# What a crappie day.



## lunkerhunter2 (Nov 3, 2007)

After a pm from a good friend(thanks a ton), i headed out to see what all the fuss was about. Sure enough, when i launched at the north marina there were several dozen people already fishing the banks.
I motored to a likely looking spot and set up shop.
I threw several different types of jigs for 2 hours before finally getting a bite on a ratso. It was a nice 10" crappie. Another half hour went by before the next fish. Same lure again. I got bored and started throwing out different things. I put on a #5 black/silver rapala and threw it out. About half way back to the boat it got nailed. A sweet 13" crappie! Over the next 30 minutes i caught my limit of 10 nice crappies from 10" to 13". My stomach is already growling at that point. 
Instead of going home with 63* surface temps i went up to the north dike to troll for some wipers. As soon as i got my rattle rap out to 120' the pole bent hard. A nice 15" wiper. The wind came up pretty hard shortly after so i turned for the marina. Another 200 yards and the other pole went off! An 18" wiper! Woohoo, what a fun day. 10 crappies and 2 wipers for my trouble. They were on the bottom when i started and right on the surface when i filled up. Very aggressive too. There were over 40 people there when i left and 6 boats in the marina. A bit crowded as usual with the crappie spawn. 
I just got done eahing Shore Lunch beer battered crappie fillets with my family. Enough for tomorrow night left over still.
Pics in a bit. 8)
[attachment=1:20foborm]Crappie at willard inline 1.JPG[/attachment:20foborm]
[attachment=0:20foborm]fish tacos.JPG[/attachment:20foborm]


----------



## Troll (Oct 21, 2008)

Nice job! Can't wait for the pics!


----------



## Size Matters (Dec 22, 2007)

It looks like you had a great day thanks for sharing the pictures.


----------



## Troll (Oct 21, 2008)

Oh, yes, in case you didn't notice the cleaning station at Willard North opened yesterday.


----------



## lunkerhunter2 (Nov 3, 2007)

Troll said:


> Oh, yes, in case you didn't notice the cleaning station at Willard North opened yesterday.

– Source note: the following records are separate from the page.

PR #287, opened 2017-01-02
add exception javadoc

### LINKED ISSUE #279: Update Javadoc about CloudSdkNotFoundException and CloudSdkOutOfDateException
There are several public-facing methods that (directly or indirectly) call `validateCloudSdk()`:

`runAppCommand()`
`runSourceCommand()`
`getComponents()`
`runDevAppServerCommand(List)`
`runDevAppServerCommand(List, Map<>)`

The last two methods document that they throw `CloudSdkNotFoundException`:

`@throws CloudSdkNotFoundException when the Cloud SDK is not installed where expected`

However, the others don't document it. Moreover, after #276, all of them will additionally throw `CloudSdkOutOfDateException`, so this should be documented too.

elharo:
~~fix #279~~ @chanseokoh

UPDATE(@chanseokoh): helps with #279.

### DIFF
--- a/src/main/java/com/google/cloud/tools/appengine/cloudsdk/CloudSdk.java
+++ b/src/main/java/com/google/cloud/tools/appengine/cloudsdk/CloudSdk.java
@@ -36,7 +36,6 @@ import com.google.common.collect.Maps;
 import com.google.gson.JsonSyntaxException;
 
 import java.io.File;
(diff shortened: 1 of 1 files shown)


chanseokoh:
I updated your original PR comment, so merging will not auto-close #279.

PR #294, opened 2017-01-05
Add shlex utility

elharo:
@chanseokoh @briandealwis 

Please suggest bugs or suggestion for additional features in the form of test cases not currently handled. E.g.

foo='bar baz'
or
foo="bar\"baz"

I'm not sure how far we need to go with this for version 1.

### DIFF
--- a/src/main/java/com/google/cloud/tools/shell/CommandLine.java
+++ b/src/main/java/com/google/cloud/tools/shell/CommandLine.java
@@ -15,21 +15,24 @@ package com.google.cloud.tools.shell;
 
 import java.util.ArrayList;
 
+import com.google.common.annotations.Beta;
+
 /**
  * Utilities for working with command line arguments.
  */
+@Beta
 public class CommandLine {
 
   /**
    * Split a full command line into an array of individual arguments,
-   * similar to the shlex function in Python.
+   * similar to the shlex function in Python according to POSIX rules. 
+   * All input characters are preserved except for separating whitespace. 
+   * This function tokenizes the input string, but does not attempt to parse it.
    * 
    * @param line the input line
    * @return a non-null but possibly empty array of arguments
    */
-  public static String[] split(String line) {
-    String[] empty = new String[0];
-    
+  public static String[] split(String line) {    
     char quote = '"';
     boolean quoted = false;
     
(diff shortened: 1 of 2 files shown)


src/main/java/com/google/cloud/tools/shell/CommandLine.java
```diff
@@ -0,0 +1,80 @@
...
+
+  /**
+   * Split a full command line into an array of individual arguments,
+   * similar to the shlex function in Python according to POSIX rules. 
+   * All input characters are preserved except for separating whitespace. 
+   * This function tokenizes the input string, but does not attempt to parse it.
+   * For example, it recognizes that a space escaped with a backslash does not
+   * start a new token, but it does not replace the "\ " with a single space. 
+   * 
+   * @param line the input line
```
chanseokoh: Add "cannot be null"?

src/main/java/com/google/cloud/tools/shell/CommandLine.java
```diff
@@ -0,0 +1,80 @@
...
+   * @return a non-null but possibly empty array of arguments
+   */
+  public static String[] split(String line) {    
+    char quote = '"';
```
chanseokoh: I think initializing this to a particular quote adds confusion. The value is not used and will just be overwritten, right?

elharo: It needs to be initialized to something though:

[ERROR] Failed to execute goal org.apache.maven.plugins:maven-compiler-plugin:3.5.1:compile (default-compile) on project appengine-plugins-core: Compilation failure
[ERROR] /Users/elharo/appengine-plugins-core/src/main/java/com/google/cloud/tools/shell/CommandLine.java:[52,35] variable quote might not have been initialized
[ERROR] -> [Help 1]
[ERROR]

src/main/java/com/google/cloud/tools/shell/CommandLine.java
elharo: added @throws

elharo:
Ping @chanseokoh

src/test/java/com/google/cloud/tools/shell/CommandLineTest.java
```diff
@@ -0,0 +1,99 @@
+/* Copyright 2017 Google Inc.
```
chanseokoh: Ditto.

briandealwis:
The original motivation for this work was https://github.com/GoogleCloudPlatform/google-cloud-eclipse/pull/1139. As there is an alternative in Eclipse, is this necessary?

loosebazooka:
reopen if you still intend on doing this.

I noticed. The new electric knife is awesome too!!! Filleted them all in less than 10 minutes start to finish.


----------



## huntnbum (Nov 8, 2007)

They have an electric knife there at the station?
Is that very sanitary?

PS, nice job on the fish catchin


----------



## Theekillerbee (Jan 8, 2009)

Nice work man! Those beasts sure do cook up tasty.


----------



## thepenguin (Feb 21, 2008)

Nice catchin Brody. Thanks for the report. Will you be out there tomorrow? I'm going sometime probably in the afternoon.


----------



## Troll (Oct 21, 2008)

huntnbum said:


> They have an electric knife there at the station?
> Is that very sanitary?
> 
> PS, nice job on the fish catchin


No, they have a place to plug one in if you bring your own. It's mounted up near the ceiling to keep the water away from it, so bring an extention if your knife has a short cord.


----------



## Nor-tah (Dec 16, 2007)

Good work.. Willard sounds awesome. I really want to get up there.


----------



## lunkerhunter2 (Nov 3, 2007)

huntnbum said:


> They have an electric knife there at the station?
> Is that very sanitary?
> 
> PS, nice job on the fish catchin


No, Troll is right. You can plug your own in at the cleaning station.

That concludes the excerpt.